Saturday, May 19, 2012

Roles

Where I work, we have a consultant come in once a week and basically train us to be better people, not just in work but in life. Each week, at the end of his lectures he has us choose an "action item" that we are supposed to act on during the week, and we report back on our progress at the next meeting. Now, this post is coming a little late, but it was inspired by his lesson two weeks ago, and what happened Monday at my bishop's house for FHE.

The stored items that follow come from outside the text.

PR #4632, opened 2026-08-24
Orders paid via woo payments or bacs are overwritten as ppcp gateway when stale pay pal order meta exists (6698)

### LINKED ISSUE #4519: Orders paid via WooPayments or BACS are overwritten as ppcp-gateway when stale PayPal order meta exists (6698)
### Describe the Bug

WooCommerce orders completed using payment methods other than PayPal are being stored with `payment_method = ppcp-gateway`.

We observed this with two different payment methods:

1. An order paid via WooPayments.
2. An order placed using Direct Bank Transfer (BACS).

In both cases, `_ppcp_paypal_order_id` was present on the order, apparently from a previous PayPal checkout attempt. The payment method title and transaction data still indicate the payment method that was actually selected, but the internal WooCommerce payment method ID was overwritten with `ppcp-gateway`.

This appears to be possibly related to the handler introduced by PR https://github.com/woocommerce/woocommerce-paypal-payments/pull/4349:

In `WCGatewayModule::register_block_express_payment_method_handler()`, the plugin hooks into `woocommerce_before_order_object_save` and runs logic equivalent to:

```php
if ( ! $order->get_meta( PayPalGateway::ORDER_ID_META_KEY ) ) {
    return;
}

$payment_method = $order->get_payment_method();

if ( $payment_method && strpos( $payment_method, 'ppcp-' ) === 0 ) {
    return;
}

if ( $order->get_payment_method() === CreditCardGateway::ID ) {
    return;
}

$order->set_payment_method( PayPalGateway::ID );
```
My hypothesis is that as result, any order containing `_ppcp_paypal_order_id` may be changed to ppcp-gateway during a later save, even when its current payment method is woocommerce_payments or bacs.
The presence of a PayPal order ID alone does not necessarily mean that PayPal was the final payment method. A PayPal order or other stale data may have been created during an earlier or abandoned checkout attempt before the customer selected another gateway.

Affected WooPayments order:
```
payment_method:       ppcp-gateway
payment_method_title: Karte
transaction_id:       pi_[redacted]
paypal_order_id:      [present, redacted]
paypal_source:        paypal
paypal_payer_email:   [present, redacted]
```
The pi_ transaction ID is a WooPayments/Stripe PaymentIntent, while the stored gateway ID is ppcp-gateway.

Affected BACS order:
```
payment_method:       ppcp-gateway
payment_method_title: Banküberweisung
transaction_id:       [empty]
paypal_order_id:      [present, redacted]
paypal_source:        [empty]
paypal_payer_email:   [empty]
```
The title and empty transaction data are consistent with BACS, but the internal gateway ID is ppcp-gateway.

### To Reproduce
We have observed this in production.

### Expected Behavior

PayPal Payments should not overwrite the payment method when the order already has a valid non-PayPal gateway

### Actual Behavior

The plugin overwrites a non-PayPal payment method with ppcp-gateway.

### Environment
 - WordPress Version 7.0
 - WooCommerce Version 10.9.4
 - Plugin Version 4.1.1
 - Browser [e.g. Chrome, Safari] and Version -> any/not relevant
 - Any other plugins installed: WooPayments: 10.9.0

mmaymo:
## 🐛 What and why

WooCommerce orders paid with a gateway other than PayPal were being stored with `payment_method = ppcp-gateway`. Two production orders confirmed it: one paid via WooPayments (title `Karte`, transaction ID a Stripe `pi_` PaymentIntent) and one via Direct Bank Transfer (title `Banküberweisung`, no transaction ID). Both carried a **PayPal order ID left over from an earlier or abandoned checkout attempt**, and the presence of that meta alone was enough to rewrite the gateway on the next save.

The payment method title and transaction data still pointed at the real gateway, so the orders looked correct in the admin list while the internal gateway ID was wrong — breaking refunds, reporting, and any integration that keys off `payment_method`.

## ⚙️ How it works now

`register_block_express_payment_method_handler()` keeps a request-scoped `$marked_order_id`, shared by reference between its two closures. The `woocommerce_rest_checkout_process_payment_with_context` closure records the WC order ID at the moment it routes the payment to `PayPalGateway::ID`; the `woocommerce_before_order_object_save` closure then acts **only on that order, in that request**.

Everything else is unchanged: the listener still requires `PayPalGateway::ORDER_ID_META_KEY` and still leaves any deliberate `ppcp-` prefixed method — such as `CreditCardGateway::ID` — alone.

### Covered by tests

These are integration tests (`tests/integration/`), not unit tests — the listener is a WordPress hook closure and needs a real `WC_Order` save to exercise. All 6 acceptance criteria are covered; 11 tests, 13 assertions.

- ✅ A `bacs` order carrying a stale PayPal order ID keeps `bacs`.
- ✅ A `woocommerce_payments` order carrying a stale PayPal order ID keeps its gateway *and* its `pi_` transaction ID.
- ✅ An order the block express checkout routed through PayPal is still stored as `ppcp-gateway`, and the payment context itself is switched too.
- ✅ An order carrying the PayPal order ID meta that this request never routed through PayPal is untouched — whatever its gateway, including an empty one.
- ✅ An order already on a `ppcp-` prefixed method is never rewritten to `ppcp-gateway`.
- ✅ An order without the PayPal order ID meta is never modified.

### Not covered by tests

- ❌ Two different orders marked within one PHP request — `$marked_order_id` holds a single ID, so only the last would keep the guard. The block checkout produces one order per request, so the current flow cannot reach this; noted in the test file so a future checkout change does not reintroduce it silently.

### Worth knowing during review

- Mutation testing was run manually against the fix (8 mutants, all killed). 
- Pre-existing, not fixed here: the context closure reads `$payment_data['funding_source']` unconditionally, emitting an undefined-index warning when the key is absent.

### DIFF
--- a/modules/ppcp-wc-gateway/src/WCGatewayModule.php
+++ b/modules/ppcp-wc-gateway/src/WCGatewayModule.php
@@ -947,7 +947,7 @@ class WCGatewayModule implements ServiceModule, ExtendingModule, ExecutableModul
 	 */
 	private function register_block_express_payment_method_handler( ContainerInterface $c ): void {
 		// Request-scoped guard for the save listener below: the ID of the WC order this request
-		// routed through PayPal, zero when no such switch happened.Documented in
+		// routed through PayPal, zero when no such switch happened. Documented in
 		// tests/integration/PHPUnit/WcGateway/BlockExpressPaymentMethodHandlerTest.php.
 		$marked_order_id = 0;
 
--- a/modules/ppcp-wc-gateway/src/WCGatewayModule.php
+++ b/modules/ppcp-wc-gateway/src/WCGatewayModule.php
@@ -946,9 +946,14 @@ class WCGatewayModule implements ServiceModule, ExtendingModule, ExecutableModul
 	 * Ensures PayPal handles block-checkout express payments even when another PCP gateway is sorted first in WC Settings → Payments.
 	 */
 	private function register_block_express_payment_method_handler( ContainerInterface $c ): void {
+		// Request-scoped guard for the save listener below: the ID of the WC order this request
+		// routed through PayPal, zero when no such switch happened.Documented in
+		// tests/integration/PHPUnit/WcGateway/BlockExpressPaymentMethodHandlerTest.php.
+		$marked_order_id = 0;
+
 		add_action(
 			'woocommerce_rest_checkout_process_payment_with_context',
-			function ( $context ) use ( $c ): void {
+			function ( $context ) use ( $c, &$marked_order_id ): void {
 				$payment_data = (array) ( $context->payment_data ?? array() );
 
 				if ( empty( $payment_data['paypal_order_id'] ) ) {
@@ -976,6 +981,9 @@ class WCGatewayModule implements ServiceModule, ExtendingModule, ExecutableModul
 					$funding_source = $payment_data['funding_source']
 						?: ( $session_handler->funding_source() ?: 'paypal' );
 					$order->set_payment_method_title( $funding_source_renderer->render_name( $funding_source ) );
+
+					$marked_order_id = $order->get_id();
+
 					$order->save();
 				}
 			},
@@ -985,8 +993,11 @@ class WCGatewayModule implements ServiceModule, ExtendingModule, ExecutableModul
 
 		add_action(
 			'woocommerce_before_order_object_save',
-			function ( $order ): void {
+			function ( $order ) use ( &$marked_order_id ): void {
 				if ( ! $order instanceof WC_Order ) {
+					return;
+				}
+				if ( ! $marked_order_id || $order->get_id() !== $marked_order_id ) {
 					return;
 				}
 				if ( ! $order->get_meta( PayPalGateway::ORDER_ID_META_KEY ) ) {
@@ -994,9 +1005,6 @@ class WCGatewayModule implements ServiceModule, ExtendingModule, ExecutableModul
 				}
 				$payment_method = $order->get_payment_method();
 				if ( $payment_method && strpos( $payment_method, 'ppcp-' ) === 0 ) {
-					return;
-				}
-				if ( $order->get_payment_method() === CreditCardGateway::ID ) {
 					return;
 				}
 				$order->set_payment_method( PayPalGateway::ID );
--- a/tests/integration/PHPUnit/WcGateway/BlockExpressPaymentMethodHandlerTest.php
+++ b/tests/integration/PHPUnit/WcGateway/BlockExpressPaymentMethodHandlerTest.php
@@ -1,0 +1,332 @@
+<?php
+declare(strict_types=1);
+
+namespace WooCommerce\PayPalCommerce\Tests\Integration\WcGateway;
+
+use Automattic\WooCommerce\StoreApi\Payments\PaymentContext;
+use WC_Order;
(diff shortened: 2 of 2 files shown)


modules/ppcp-wc-gateway/src/WCGatewayModule.php
```diff
@@ -985,20 +993,20 @@ function ( $context ) use ( $c ): void {
 
 		add_action(
 			'woocommerce_before_order_object_save',
-			function ( $order ): void {
+			function ( $order ) use ( &$marked_order_id ): void {
 				if ( ! $order instanceof WC_Order ) {
 					return;
 				}
+				if ( ! $marked_order_id || $order->get_id() !== $marked_order_id ) {
```
Narek13: This narrows what the listener covers, and I think it drops the most common path.

The context closure returns at `if ( ( $context->payment_method ?? '' ) === PayPalGateway::ID )` **before** setting the marker. So an order WooCommerce already routed to `ppcp-gateway` — the normal case when PayPal is sorted first — is never marked, and this guard bails. Previously the re-assert applied there too, since it needed only the meta.

Deliberate? Quite possibly: the listener exists for the "another PCP gateway sorted first" case, which still marks correctly, so what is being dropped may never have been load-bearing. Worth confirming, because the failure mode is quiet — the order keeps whatever gateway reset it, meta present, nothing logged.

If it is intended, one line in the method comment saying the re-assert covers only the re-routed case would save the next reader the same question.

modules/ppcp-wc-gateway/src/WCGatewayModule.php
```diff
@@ -976,6 +981,9 @@ function ( $context ) use ( $c ): void {
 					$funding_source = $payment_data['funding_source']
```
Narek13: Minor, and you already call it out as pre-existing: no `isset` guard, so this warns when the key is absent. Fair to leave, though you are editing the line below and `?? ''` would close it here.

modules/ppcp-wc-gateway/src/WCGatewayModule.php
Narek13, line 1000: `$marked_order_id` is set only when this request actually switched the payment method to PayPal. But there is an earlier return for the case where no switch was needed:

```php
if ( ( $context->payment_method ?? '' ) === PayPalGateway::ID ) {
    return;   // already PayPal — nothing to switch, and no marker set
}
```

That is the normal case when PayPal is sorted first: WooCommerce has already picked `ppcp-gateway`, the closure has nothing to do, and it leaves before marking the order. This guard then makes the listener skip that order.

Before this PR the listener did run for it, because all it asked for was the meta.

So the re-assert now covers orders that had to be switched, but no longer covers orders that arrived as PayPal already.

That is probably fine as the listener was added for the "another PCP gateway is sorted first" case, and those orders still get marked. Worth a check though, because if it is wrong, nothing says so: the order quietly keeps whatever gateway overwrote it, the meta is still there, and nothing is logged.

If it is intended, one line in the method comment saying the re-assert applies only to re-routed orders would spare the next reader the same question.

modules/ppcp-wc-gateway/src/WCGatewayModule.php
Narek13, line 981: Minor, and you already call it out as pre-existing: no `isset` guard, so this warns when the key is absent. Fair to leave, though you are editing the line below and `?? ''` would close it here.

Narek13 (approved):
Thanks for the PR. I left 1 question, plus a minor.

Our discussion was on roles, and he had a quote about the roles we choose to accept. True to form, I don't know the exact wording, and couldn't find it online, but it just talked about how we live our lives based on the roles we consciously or unconsciously choose to accept.

So, for my "action item," I chose to make a list of all the roles I am currently accepting, and a list of the roles I want to accept in my life. Now, when I finally got around to making this list on Monday, I wasn't having a good day. Well, good week actually. My friend and I have had a falling out, nothing major or dramatic, just a quiet parting of ways--though we still live in the same apartment, which makes it harder. Anyway, so when I wrote my list, it was rather negative, but if you continue reading, you'll see it worked out alright.

"Current" list:
"Cristina is boring, quiet, lonely, a 'selective' hard worker, daughter, sister, kind hearted, depressive, "exhausting to be around," not 'worth it to be around,' an executive assistant, poor, used-to-be-dancer, a person who lags behind, a person who doesn't have many friends, a complainer, weak.

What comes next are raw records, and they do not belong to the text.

PR #4641, opened 2026-08-26
enable SDK v6 feature flag for new store setups (6828)

Dinamiko:
SDK v6 was gated by a code/env flag defaulting off, so there was no way to give it to new stores while leaving existing stores (including on reconnect) on v5.                    
                                                                                                                                                                                             
This PR records a one-time `woocommerce-ppcp-sdk-v6-eligible` option at install/update, `yes` for fresh installs, `no` for updates and have `modules.php` load the v6 module when it's `yes` (env/filter overrides still apply). Since it's set once and never recomputed, disconnect/reconnect keeps existing stores on v5; the option is also cleaned up on uninstall.


Narek13 (approved):
LGTM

Cristina wants to be friendly, strong, happy, hard working, a person with vision and purpose, wife, mother, friend of many, faithful, true, forgiving, patient, humble.


So - to get there - Go to ward activities, participate, talk to the quiet ones, smile, forgive quickly, be charitable and compassionate, pray always, have a plan, put one foot in front of the other. I am going to throw away the list of where I am now, and only keep the list of where I want to go, so I can focus on that instead.

Then, even after making this list, I almost didn't go to FHE, even after deciding I needed to focus on being friendly and active. Yet, I did. I made better friends, and I enjoyed myself even after an emotionally draining day. Then, my bishop gave a lesson, and we read many scriptures on faith, and miracles, and strength, and hope for the future. He said after interviewing many of us, talking with us, and seeing our struggles, that was what he wanted the ward to know, is to have faith, to be strong, to remember that God is a God of miracles, that we can succeed, and often, we have more faith than we realize.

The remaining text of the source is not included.